It was an unforgettable Saturday. There was a gaudy military parade in Washington D.C., ardent protests around the entire country and a traumatic shooting of two Minnesota lawmakers and their spouses in Twin Cities suburbs. To top it off, the apocalypse came to U.S. Bank Stadium in Minneapolis on Saturday night.
Surrounded by about 30 mysterious masked creatures in red robes marching in a crumbling cityscape, the Canadian pop mega-star known as the Weeknd, a hooded, bemasked man with glowing eyes, dragged more than 50,000 people into “The Abyss.”
“Let’s end it all, the world’s not far behind,” the Dr. Doom-like figure in the sparkling black robe sang accompanied by descending orchestral music. “So what’s the point of staying?”
OK, this is show-biz, escapist entertainment, the land of make-believe. However, it may have resonated differently on this eventful Saturday.
The 2¼-hour concert was a dark depiction of depression and dystopia on a dark and cloudy day in Minneapolis and America, leavened by occasional hits like “Starboy” and “Blinding Lights” and thundering neo-disco beats that made it possible to momentarily forget the day’s news.
The Weeknd probably wasn’t intending any political or social commentary.

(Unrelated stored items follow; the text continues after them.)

PR #3498, opened 2022-05-10
Avoid non-id version of canceling reactor timers where possible

simpsont-oci:
Problem: The non-id version of ACE_Timer_Heap_T has linear performance over all registered timers. For small numbers of timers, it's not a big deal, but generally good to avoid when possible by using the id version, which does an O(log(n)) lookup.

Solution: Store timer id when it makes sense to do so for faster cancels.

### DIFF
--- a/dds/DCPS/SporadicTask.h
+++ b/dds/DCPS/SporadicTask.h
@@ -25,7 +25,7 @@ public:
     : time_source_(time_source)
     , interceptor_(interceptor)
     , desired_scheduled_(false)
-    , actual_scheduled_(false)
+    , timer_id_(0)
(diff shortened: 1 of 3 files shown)


dds/DCPS/SporadicTask.h
```diff
@@ -25,7 +25,7 @@ class SporadicTask : public RcEventHandler {
     : time_source_(time_source)
     , interceptor_(interceptor)
     , desired_scheduled_(false)
-    , actual_scheduled_(false)
+    , timer_id_(0)
```
jrw972, line 28: Do timer ids start at 1?

simpsont-oci: Nope... I was thinking of the timers in EventDispatcher.

PR #3501, opened 2022-05-11
Update extracting hostname to handle more general cases

sonndinh:
Hostname is extracted from an address string passed to `choose_single_coherent_address` using `substr` function. The second argument passed to `substr` seems to be the end index of the substring but it should be the number of characters in the substring. The current code works as long as the open bracket is at index 0 (`openb` is 0), but doesn't work in other cases, like `"    [::1234:abcd]:8080"`. This updates the calls to `substr` to use character count as its second argument.


sonndinh:
> Can we update the NetworkAddress unit test to cover this?

Sure, let me take a look.

PR #3511, opened 2022-05-16
RtpsUdpDataLink::RtpsWriter's readers_expecting_data_ Must Also Consider Fragment Requests

simpsont-oci:


mitza-oci (approved):

jrw972 (commented):
This is already fixed in https://github.com/objectcomputing/OpenDDS/pull/3508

Wasn’t he just trying to kill off the character he created and return to real-life Abel Tesfaye, a movie-loving music maker?
In an interview with Variety magazine in January, he acknowledged that “Hurry Up Tomorrow,” his 2025 album and companion theatrical movie of the same name, were the final chapter in the existence of the Weeknd, a dark persona he’d created in 2011 that has led to massive international stardom.
The tour that the Weeknd brought to Minneapolis — his first local appearance since 2017 at Xcel Energy Center — was actually supposed to start in 2020 in support of his then-new “After Hours” album. The pandemic postponed the tour, which was rescheduled for 2021-22 but the Weeknd scrapped that arena trek (including a St. Paul date) in order to take it to stadiums in 2023, supporting the 2022 album “Dawn FM.” So complicated, kind of like many things with the Weeknd.